INFORMATION:
Start of Block
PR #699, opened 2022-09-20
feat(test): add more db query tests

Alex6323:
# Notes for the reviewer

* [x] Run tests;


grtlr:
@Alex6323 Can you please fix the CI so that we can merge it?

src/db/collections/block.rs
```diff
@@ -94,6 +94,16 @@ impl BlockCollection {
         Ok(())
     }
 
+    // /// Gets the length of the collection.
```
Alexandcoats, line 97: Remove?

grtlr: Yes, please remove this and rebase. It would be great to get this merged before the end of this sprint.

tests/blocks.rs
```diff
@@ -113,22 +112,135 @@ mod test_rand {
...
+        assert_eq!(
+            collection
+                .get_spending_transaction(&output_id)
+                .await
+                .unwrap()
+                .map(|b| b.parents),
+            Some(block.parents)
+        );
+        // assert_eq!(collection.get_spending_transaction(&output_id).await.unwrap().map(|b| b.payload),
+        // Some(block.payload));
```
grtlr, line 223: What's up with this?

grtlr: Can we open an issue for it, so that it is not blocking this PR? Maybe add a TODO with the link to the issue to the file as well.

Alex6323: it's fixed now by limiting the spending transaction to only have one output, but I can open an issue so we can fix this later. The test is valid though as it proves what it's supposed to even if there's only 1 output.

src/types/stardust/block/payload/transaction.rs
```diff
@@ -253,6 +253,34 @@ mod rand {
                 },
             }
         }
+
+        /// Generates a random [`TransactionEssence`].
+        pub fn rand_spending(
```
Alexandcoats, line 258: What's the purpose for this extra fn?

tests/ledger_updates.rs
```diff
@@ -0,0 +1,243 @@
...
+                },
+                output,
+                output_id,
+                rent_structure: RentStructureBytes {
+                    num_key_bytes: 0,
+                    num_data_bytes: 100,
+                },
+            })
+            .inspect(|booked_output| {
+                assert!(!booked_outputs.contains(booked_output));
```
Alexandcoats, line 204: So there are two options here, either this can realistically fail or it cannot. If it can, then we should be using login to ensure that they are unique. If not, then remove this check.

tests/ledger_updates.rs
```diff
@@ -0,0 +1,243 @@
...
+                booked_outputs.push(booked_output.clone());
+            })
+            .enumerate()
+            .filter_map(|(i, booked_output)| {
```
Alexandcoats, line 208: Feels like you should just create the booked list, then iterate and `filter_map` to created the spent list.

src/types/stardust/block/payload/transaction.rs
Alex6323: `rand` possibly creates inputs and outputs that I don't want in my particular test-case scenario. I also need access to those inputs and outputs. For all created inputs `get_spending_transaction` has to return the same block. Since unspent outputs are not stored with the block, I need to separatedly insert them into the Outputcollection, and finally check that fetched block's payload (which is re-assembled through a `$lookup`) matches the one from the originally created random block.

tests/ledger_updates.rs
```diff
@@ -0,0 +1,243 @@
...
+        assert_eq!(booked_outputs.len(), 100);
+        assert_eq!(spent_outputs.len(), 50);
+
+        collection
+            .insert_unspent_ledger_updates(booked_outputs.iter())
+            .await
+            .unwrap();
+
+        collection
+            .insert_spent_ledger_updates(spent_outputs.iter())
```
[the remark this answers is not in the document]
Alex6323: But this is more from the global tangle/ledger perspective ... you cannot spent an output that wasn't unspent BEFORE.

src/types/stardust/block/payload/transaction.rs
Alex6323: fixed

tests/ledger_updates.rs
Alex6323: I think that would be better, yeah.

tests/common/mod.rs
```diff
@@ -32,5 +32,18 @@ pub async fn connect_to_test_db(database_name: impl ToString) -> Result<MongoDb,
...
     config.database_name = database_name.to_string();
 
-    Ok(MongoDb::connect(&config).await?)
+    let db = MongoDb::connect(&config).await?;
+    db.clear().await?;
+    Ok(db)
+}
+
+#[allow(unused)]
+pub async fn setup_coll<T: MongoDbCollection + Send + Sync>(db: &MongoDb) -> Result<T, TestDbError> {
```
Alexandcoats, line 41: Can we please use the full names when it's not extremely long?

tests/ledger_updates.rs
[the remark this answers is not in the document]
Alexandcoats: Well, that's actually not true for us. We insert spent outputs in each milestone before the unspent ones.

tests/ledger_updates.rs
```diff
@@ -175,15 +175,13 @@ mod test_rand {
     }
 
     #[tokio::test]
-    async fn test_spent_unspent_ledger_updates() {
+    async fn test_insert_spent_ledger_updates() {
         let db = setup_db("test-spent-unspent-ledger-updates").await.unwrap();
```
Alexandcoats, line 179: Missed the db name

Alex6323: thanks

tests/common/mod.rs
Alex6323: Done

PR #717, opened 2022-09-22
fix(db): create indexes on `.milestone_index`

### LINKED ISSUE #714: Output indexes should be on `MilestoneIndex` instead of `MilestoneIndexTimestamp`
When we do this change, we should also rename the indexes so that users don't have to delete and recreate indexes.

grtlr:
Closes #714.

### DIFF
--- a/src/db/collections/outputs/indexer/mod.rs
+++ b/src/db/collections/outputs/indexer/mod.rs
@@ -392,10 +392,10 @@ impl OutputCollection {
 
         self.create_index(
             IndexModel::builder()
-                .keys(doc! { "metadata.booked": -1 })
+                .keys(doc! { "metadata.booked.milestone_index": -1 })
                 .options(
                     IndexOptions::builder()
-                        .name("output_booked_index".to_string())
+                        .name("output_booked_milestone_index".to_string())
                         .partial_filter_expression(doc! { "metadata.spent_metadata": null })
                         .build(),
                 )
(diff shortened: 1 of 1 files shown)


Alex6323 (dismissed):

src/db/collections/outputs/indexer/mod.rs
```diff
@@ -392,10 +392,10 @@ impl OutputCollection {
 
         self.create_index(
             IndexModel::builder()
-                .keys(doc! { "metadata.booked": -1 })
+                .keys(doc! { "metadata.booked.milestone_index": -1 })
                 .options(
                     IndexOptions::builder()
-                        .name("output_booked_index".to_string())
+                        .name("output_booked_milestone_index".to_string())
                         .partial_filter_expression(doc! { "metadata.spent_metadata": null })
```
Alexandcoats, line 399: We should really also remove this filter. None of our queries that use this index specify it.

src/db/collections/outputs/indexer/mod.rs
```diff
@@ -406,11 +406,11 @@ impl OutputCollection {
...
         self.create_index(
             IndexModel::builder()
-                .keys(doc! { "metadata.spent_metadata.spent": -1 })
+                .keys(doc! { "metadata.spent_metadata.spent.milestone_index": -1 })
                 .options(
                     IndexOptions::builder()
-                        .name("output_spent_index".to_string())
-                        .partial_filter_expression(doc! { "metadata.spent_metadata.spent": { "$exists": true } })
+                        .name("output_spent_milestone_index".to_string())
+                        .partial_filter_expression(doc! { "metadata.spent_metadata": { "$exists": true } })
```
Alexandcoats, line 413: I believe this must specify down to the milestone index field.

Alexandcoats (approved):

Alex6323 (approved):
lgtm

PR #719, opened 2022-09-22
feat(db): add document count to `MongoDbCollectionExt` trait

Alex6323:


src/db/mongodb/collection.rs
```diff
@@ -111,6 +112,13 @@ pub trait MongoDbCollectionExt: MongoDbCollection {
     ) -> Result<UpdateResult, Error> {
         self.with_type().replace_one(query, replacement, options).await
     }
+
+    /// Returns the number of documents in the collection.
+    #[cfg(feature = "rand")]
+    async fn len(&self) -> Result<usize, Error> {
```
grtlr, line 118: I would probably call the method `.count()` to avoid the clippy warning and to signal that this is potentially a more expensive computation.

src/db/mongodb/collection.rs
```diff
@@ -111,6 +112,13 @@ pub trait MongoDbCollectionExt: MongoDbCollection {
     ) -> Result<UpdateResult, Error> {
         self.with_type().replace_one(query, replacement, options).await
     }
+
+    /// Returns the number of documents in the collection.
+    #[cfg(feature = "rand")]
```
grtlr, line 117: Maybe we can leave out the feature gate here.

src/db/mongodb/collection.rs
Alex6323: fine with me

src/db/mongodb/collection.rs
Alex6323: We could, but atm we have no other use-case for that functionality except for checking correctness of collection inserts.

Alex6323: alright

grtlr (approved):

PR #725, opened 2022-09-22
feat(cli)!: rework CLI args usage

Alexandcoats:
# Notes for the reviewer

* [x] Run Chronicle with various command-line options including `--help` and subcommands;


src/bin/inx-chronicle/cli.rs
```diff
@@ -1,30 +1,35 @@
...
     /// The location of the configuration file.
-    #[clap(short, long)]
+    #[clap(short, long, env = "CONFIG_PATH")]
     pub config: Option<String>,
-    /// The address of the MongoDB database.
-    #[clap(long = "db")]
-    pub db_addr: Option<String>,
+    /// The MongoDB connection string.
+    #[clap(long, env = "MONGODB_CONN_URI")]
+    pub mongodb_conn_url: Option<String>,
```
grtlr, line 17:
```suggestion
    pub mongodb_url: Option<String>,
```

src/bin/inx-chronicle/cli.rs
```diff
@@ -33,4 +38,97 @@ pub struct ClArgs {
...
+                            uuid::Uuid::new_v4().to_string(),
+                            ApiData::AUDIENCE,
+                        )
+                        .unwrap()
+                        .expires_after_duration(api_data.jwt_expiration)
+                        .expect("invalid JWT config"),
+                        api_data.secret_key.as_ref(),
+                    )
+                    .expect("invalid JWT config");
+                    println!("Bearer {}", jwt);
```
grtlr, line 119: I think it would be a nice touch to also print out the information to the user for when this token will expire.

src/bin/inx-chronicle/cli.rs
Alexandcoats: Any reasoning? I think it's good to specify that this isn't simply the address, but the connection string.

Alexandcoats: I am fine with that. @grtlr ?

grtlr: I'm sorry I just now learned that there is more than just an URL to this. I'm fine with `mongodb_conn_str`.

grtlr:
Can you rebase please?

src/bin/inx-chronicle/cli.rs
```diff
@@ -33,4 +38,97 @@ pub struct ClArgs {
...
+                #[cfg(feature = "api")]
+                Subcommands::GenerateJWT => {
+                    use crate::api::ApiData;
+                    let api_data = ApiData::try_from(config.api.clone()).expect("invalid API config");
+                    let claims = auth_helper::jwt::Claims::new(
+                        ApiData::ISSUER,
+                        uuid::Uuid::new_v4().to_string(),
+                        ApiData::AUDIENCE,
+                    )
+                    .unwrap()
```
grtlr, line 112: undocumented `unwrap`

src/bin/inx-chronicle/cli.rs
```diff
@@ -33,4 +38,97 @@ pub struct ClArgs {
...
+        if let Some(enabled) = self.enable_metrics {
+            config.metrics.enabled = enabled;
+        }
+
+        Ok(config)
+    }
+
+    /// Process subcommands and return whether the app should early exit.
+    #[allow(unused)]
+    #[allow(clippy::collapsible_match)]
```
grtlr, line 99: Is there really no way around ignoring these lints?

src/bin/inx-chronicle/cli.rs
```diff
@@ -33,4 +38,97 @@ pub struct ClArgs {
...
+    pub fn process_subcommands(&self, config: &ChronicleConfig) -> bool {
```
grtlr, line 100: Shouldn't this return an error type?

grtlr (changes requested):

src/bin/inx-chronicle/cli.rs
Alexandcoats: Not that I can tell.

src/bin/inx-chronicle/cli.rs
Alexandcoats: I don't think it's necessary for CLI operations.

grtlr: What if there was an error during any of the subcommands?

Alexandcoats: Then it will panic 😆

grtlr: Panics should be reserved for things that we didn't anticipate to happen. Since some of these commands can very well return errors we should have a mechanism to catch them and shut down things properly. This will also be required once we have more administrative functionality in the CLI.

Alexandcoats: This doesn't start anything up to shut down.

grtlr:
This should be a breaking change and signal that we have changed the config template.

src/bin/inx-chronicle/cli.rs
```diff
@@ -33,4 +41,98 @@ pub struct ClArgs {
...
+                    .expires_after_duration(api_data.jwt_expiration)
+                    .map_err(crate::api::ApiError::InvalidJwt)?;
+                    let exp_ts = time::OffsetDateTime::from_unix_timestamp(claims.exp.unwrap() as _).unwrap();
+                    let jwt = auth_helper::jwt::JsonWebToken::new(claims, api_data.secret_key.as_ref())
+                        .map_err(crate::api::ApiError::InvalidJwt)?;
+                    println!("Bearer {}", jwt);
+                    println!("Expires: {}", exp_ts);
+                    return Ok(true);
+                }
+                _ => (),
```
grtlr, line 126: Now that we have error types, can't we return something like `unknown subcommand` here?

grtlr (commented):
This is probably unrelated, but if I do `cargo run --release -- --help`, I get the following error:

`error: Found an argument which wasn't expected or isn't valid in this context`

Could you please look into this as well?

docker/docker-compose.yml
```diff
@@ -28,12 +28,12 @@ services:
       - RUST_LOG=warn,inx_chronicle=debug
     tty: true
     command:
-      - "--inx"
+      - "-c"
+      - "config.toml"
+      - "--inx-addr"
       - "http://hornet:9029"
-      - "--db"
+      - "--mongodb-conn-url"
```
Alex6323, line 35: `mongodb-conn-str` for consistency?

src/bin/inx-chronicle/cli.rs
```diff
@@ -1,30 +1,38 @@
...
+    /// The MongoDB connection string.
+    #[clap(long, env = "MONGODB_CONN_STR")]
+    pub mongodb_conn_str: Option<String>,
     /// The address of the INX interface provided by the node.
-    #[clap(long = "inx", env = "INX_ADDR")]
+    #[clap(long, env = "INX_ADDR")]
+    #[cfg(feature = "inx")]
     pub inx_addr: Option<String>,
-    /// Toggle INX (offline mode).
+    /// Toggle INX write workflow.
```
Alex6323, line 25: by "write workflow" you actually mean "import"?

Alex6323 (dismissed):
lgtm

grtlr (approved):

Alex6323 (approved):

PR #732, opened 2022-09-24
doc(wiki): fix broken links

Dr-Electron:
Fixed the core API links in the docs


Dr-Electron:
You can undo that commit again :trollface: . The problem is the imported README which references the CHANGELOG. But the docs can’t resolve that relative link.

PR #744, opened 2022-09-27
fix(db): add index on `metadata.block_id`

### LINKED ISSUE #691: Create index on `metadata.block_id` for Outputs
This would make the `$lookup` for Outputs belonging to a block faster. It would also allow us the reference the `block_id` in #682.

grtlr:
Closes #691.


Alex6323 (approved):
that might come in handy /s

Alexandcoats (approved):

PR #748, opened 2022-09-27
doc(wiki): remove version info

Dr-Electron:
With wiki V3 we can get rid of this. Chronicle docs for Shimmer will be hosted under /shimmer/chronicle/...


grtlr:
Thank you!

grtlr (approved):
End of Block
YOUR GOAL: Up to and including the line that contains "Alexandcoats, line 97: Remove?", restate each line of the material above word for word, beginning with its first line.

WRITTEN RESPONSE:
PR #699, opened 2022-09-20
feat(test): add more db query tests

Alex6323:
# Notes for the reviewer

* [x] Run tests;


grtlr:
@Alex6323 Can you please fix the CI so that we can merge it?

src/db/collections/block.rs
```diff
@@ -94,6 +94,16 @@ impl BlockCollection {
         Ok(())
     }
 
+    // /// Gets the length of the collection.
```
Alexandcoats, line 97: Remove?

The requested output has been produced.